Maria-Christina Doulami,

Media expert and journalist at Ampersand Public Affairs in Cyprus

Euripides said that “the bold are helpless without cleverness”. But in a time of European calamity – political, economic, social and moral – the efforts of the bold, no matter how clever, are futile without political will and determination. That is perhaps the hardest of them all. Particularly at a time when the entire European system is confronted with a crisis of values, and the now-demonstrably-failed austerity policies serve to further distance the European Union (EU) and its institutions from the citizens it claims to represent. The very citizens who still look to the EU for a breath of optimism; something that will lighten their daily anguish. Yet, the EU remains firm in its tactics. And it insists on implementing the same austerity policies that have failed. The ones which plunged Greece and other peripheral countries deeper into recession and unemployment, engulfing them in a vicious circle of debt, austerity and recession. This was the general view that prevailed during a very interesting two-day conference recently organized in Athens by the Levy Economics Institute of Bard College in New York with the support of the Ford Foundation.

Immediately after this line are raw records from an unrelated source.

PR #140, opened 2022-03-11
Add manual captcha solve

fabio1999ita:


src/main/java/com/github/manolo8/darkbot/utils/login/LoginUtils.java
```diff
@@ -30,8 +33,10 @@
 public class LoginUtils {
     private static final Pattern LOGIN_PATTERN = Pattern.compile("\"bgcdw_login_form\" action=\"(.*)\"");
     private static final Pattern DATA_PATTERN = Pattern.compile("\"src\": \"([^\"]*)\".*}, \\{(.*)}");
-
     private static final Map<String, String> FORCED_PARAMS = new HashMap<>();
+    static CookieManager cookieManager;
+    static boolean captcha;
```
Pablete1234, line 38: you need to scope your changes better, just having these 2 random variables here floating is going to be a future pain in maintainability, keep the cookie manager scoped to where it was

src/main/java/com/github/manolo8/darkbot/utils/login/LoginUtils.java
```diff
@@ -194,6 +208,8 @@ private static String replaceParameters(String params) {
     }
 
     private static String getLoginUrl(String in) {
+        System.out.println("captcha: " + in.contains("recaptcha_image"));
+        captcha = in.contains("recaptcha_image");
```
Pablete1234, line 212: What is this doing here? Why does a function to **get the login url from the string page** cause a side-effect in the global "captcha" variable?
Remove this from here, and perform this check where it belongs, not by abusing something else, you have the "frontPage" variable pretty clearly available

src/main/java/com/github/manolo8/darkbot/utils/login/LoginUtils.java
```diff
@@ -158,10 +166,16 @@ private static void usernameLogin(LoginData loginData, String domain) throws IOE
 
         CookieHandler.setDefault(null);
 
-        HttpCookie cookie = cookieManager.getCookieStore().getCookies().stream()
+        HttpCookie cookie;
+
+        if (captcha && domain.equals("lp")) {
+            Application.launch(LoginBrowser.class, loginData.getUsername(), loginData.getPassword());
+        }
```
Pablete1234, line 173: You can know there's a captcha before trying to log in, why do we try to log in (knowing it will fail) before doing this?

You have the CaptchAPI a bit higher up, which is the *perfect* place to just add this handling code

src/main/java/com/github/manolo8/darkbot/utils/login/LoginUtils.java
```diff
@@ -158,10 +166,16 @@ private static void usernameLogin(LoginData loginData, String domain) throws IOE
...
+
+        cookie = cookieManager.getCookieStore().getCookies().stream()
                 .filter(c -> c.getName().equalsIgnoreCase("dosid"))
                 .filter(c -> c.getDomain().matches(".*\\d+.*"))
-                .findFirst().orElseThrow(() -> new WrongCredentialsException("Wrong credentials or unsolved reCaptcha"));
+                .findFirst().orElse(null);
```
Pablete1234, line 178: Don't touch this stuff, leave it be as it was, this is for logging in, which you shouldn't need to mess with. You should only need to mess with the captcha, which is an "alternative" to logging in, you don't need to mess with this code to implement your thing

Pablete1234 (changes requested):
Overall this is pretty hacky, and requires bundling all of javafx with darkbot past java 11, which i'm not a fan of.

If you still want to proceed with this, i just don't get the need for the browser to perform the login. You can just load the mainpage, remove all the input form and leave just the captcha box for the user to solve. Once they solve the captcha return the g-reponse thing back and call to login with our own thing, but using the recaptcha response. Overall, the only thing you need to implement this as, is a `CaptchaAPI` which darkbot already provides an injection part on. Make a default implementation of CaptchAPI which works if no other 3rd party captcha solver is used, which uses the browser.

fabio1999ita:
video

Pablete1234:
Because this is getting implemented as a captcha solver which the bot already supports, no changes directly on darkbot are required

PR #143, opened 2022-03-19
Removed Update in Handle Response in auction and dispatch manager

anjeshshrestha:


Pablete1234 (changes requested):
What i'm seeing  here is you're simply wanting to avoid calling update after getting a reponse

This approach is kinda flawed, since we *do* want to update when we get a response.
The main issue trying to be solved is concurrent updates as you're iterating, to solve that, just act on that.

A way to solve such things is to make a copy and act upon that copy:

```java
    public List<String> collectAll() {
        List<InProgress> toCollect = data.getInProgress().values().stream()
                .filter(ip -> !ip.getCollectable().equals("0")).collect(Collectors.toList());
        return toCollect.map(this::collect).map(InProgress::getId).collect(Collectors.toList());
    }
```
It requires allocating an extra list, but it solves the root issue and doesn't create the side-effect of things not being updated after handling a response

anjeshshrestha:
> 

this should definitely work for the dispatch update issue. 

for the auction, we dont really need to update for that case because it doesnt impact the values we bid and slows it down loading the page over again and parsing it

Pablete1234 (commented):
Run the formatter, there's a bunch of missing spaces around the pr

Pablete1234 (approved):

Entitled “The Eurozone crisis, Greece, and the experience of austerity”, economists, researchers, scholars, bankers, representatives from the International Labour Organisation (ILO), politicians and journalists from Greece and abroad, gathered to discuss proposals for alternative policies and effective solutions to the problems faced by Europe today.

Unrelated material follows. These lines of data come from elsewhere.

PR #144, opened 2022-03-24
using auction type id

anjeshshrestha:
some cases where it wouldnt allow bidding because of wrong item id

removed enum type too, didnt seem to be much different from string for use case. maybe if day/week auction was also supported

### DIFF
--- a/src/main/java/com/github/manolo8/darkbot/backpage/auction/AuctionData.java
+++ b/src/main/java/com/github/manolo8/darkbot/backpage/auction/AuctionData.java
@@ -62,13 +62,11 @@ public class AuctionData {
             r.setId("item_hour_" + id);
             r.setAuctionType(AuctionItems.Type.HOUR);
         } else if (string.contains("day")) {
-            r = auctionItems.get("item_day_" + id);
-            if (r == null) auctionItems.put(id, r = new AuctionItems()); //need to clean up this somehow
+            r = auctionItems.computeIfAbsent("item_day_" + id, i -> new AuctionItems());
             r.setId("item_day_" + id);
             r.setAuctionType(AuctionItems.Type.DAY);
         } else if (string.contains("week")) {
-            r = auctionItems.get("item_week_" + id);
-            if (r == null) auctionItems.put(id, r = new AuctionItems()); //need to clean up this somehow
+            r = auctionItems.computeIfAbsent("item_week_" + id, i -> new AuctionItems());
             r.setId("item_week_" + id);
             r.setAuctionType(AuctionItems.Type.WEEK);
         } else {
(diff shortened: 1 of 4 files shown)


src/main/java/com/github/manolo8/darkbot/backpage/auction/AuctionItems.java
```diff
@@ -92,10 +91,4 @@ public String toString() {
                 "instant=" + instantBuy +
                 "}";
     }
-
-    protected enum AuctionType {
-        HOUR,
-        DAY,
-        WEEK
-    }
```
Pablete1234, line 100: Don't get rid of AuctionType, keep it, and when sending the request just have a method that turns it into the string you want to send (just add a `String getId()` implemented as `name().toLowerCase(Locale.ROOT)`

Also, because you have this inside AuctionItems, you probably can just name it Type, so it ends up being AuctionItems.Type

src/main/java/com/github/manolo8/darkbot/backpage/auction/AuctionData.java
```diff
@@ -58,7 +58,19 @@ private boolean buildAuctionItems(String string, Pattern type) {
         AuctionItems r = auctionItems.get(id);
         if (r == null) auctionItems.put(id, r = new AuctionItems());
 
-        r.setId(id);
+        if (string.contains("hour")) {
+            r.setId("item_hour_" + id);
+            r.setAuctionType("hour");
```
Pablete1234, line 63:
```suggestion
            r.setAuctionType(AuctionItems.Type.HOUR);
```
etc

Pablete1234 (changes requested):

Pablete1234 (changes requested):

src/main/java/com/github/manolo8/darkbot/backpage/auction/AuctionData.java
```diff
@@ -5,32 +5,43 @@
...
+    public Map<String, AuctionItems> getAuctionHourItems() {
+        return auctionItems.entrySet().stream().filter(a -> a.getValue().type == AuctionItems.Type.HOUR).collect(Collectors.toMap(Map.Entry::getKey, Map.Entry::getValue));
+    }
+
+    public Map<String, AuctionItems> getAuctionDayItems() {
+        return auctionItems.entrySet().stream().filter(a -> a.getValue().type == AuctionItems.Type.DAY).collect(Collectors.toMap(Map.Entry::getKey, Map.Entry::getValue));
+    }
+
+    public Map<String, AuctionItems> getAuctionWeekItems() {
+        return auctionItems.entrySet().stream().filter(a -> a.getValue().type == AuctionItems.Type.WEEK).collect(Collectors.toMap(Map.Entry::getKey, Map.Entry::getValue));
```
Pablete1234, line 37: split up these long lines into multiple shorter lines

Pablete1234 (approved):

PR #145, opened 2022-03-25
implement DataReaders

Punikekk:


src/main/java/com/github/manolo8/darkbot/core/api/util/DataReader.java
```diff
@@ -0,0 +1,49 @@
+package com.github.manolo8.darkbot.core.api.util;
+
+import java.nio.ByteBuffer;
+
+public interface DataReader extends AutoCloseable {
+
+    int MAX_CHUNK_SIZE = 2048;
+
+    ByteBuffer getByteBuffer();
```
Pablete1234, line 9: Is this really required? i think the concept of data reader doesn't need to forcibly be backed by a byte buffer

the AbstractDataReader can add it as an abstract method and it should all work the same

src/main/java/com/github/manolo8/darkbot/core/api/util/AbstractDataReader.java
```diff
@@ -0,0 +1,141 @@
...
+import com.github.manolo8.darkbot.core.api.GameAPI;
+import com.github.manolo8.darkbot.core.utils.ByteUtils;
+
+import java.util.concurrent.atomic.AtomicBoolean;
+
+public abstract class AbstractDataReader implements DataReader {
+
+    private final GameAPI.StringReader reader;
+
+    protected AtomicBoolean inUse = new AtomicBoolean();
```
Pablete1234, line 12:
```suggestion
    protected final AtomicBoolean inUse = new AtomicBoolean();
```

src/main/java/com/github/manolo8/darkbot/core/api/GameAPIImpl.java
```diff
@@ -51,6 +53,8 @@
 
     protected long lastFailedLogin;
 
+    protected AbstractDataReader[] dataReaders = new AbstractDataReader[10];
```
Pablete1234, line 56:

And since the best way to change something is to first understand how it works, the conference began by exploring the economic imbalances and the broader deficits that led to this unprecedented crisis. A crisis which is more than a mere financial one – it is also political, social, and humanitarian. A crisis of rules, values, and principles. A crisis that touches upon every aspect of our daily lives. And as an ILO representative thoroughly described, cuts in the National Health Service serve to perpetuate the misery that exists, both in the local economy, and in the psychology of its people.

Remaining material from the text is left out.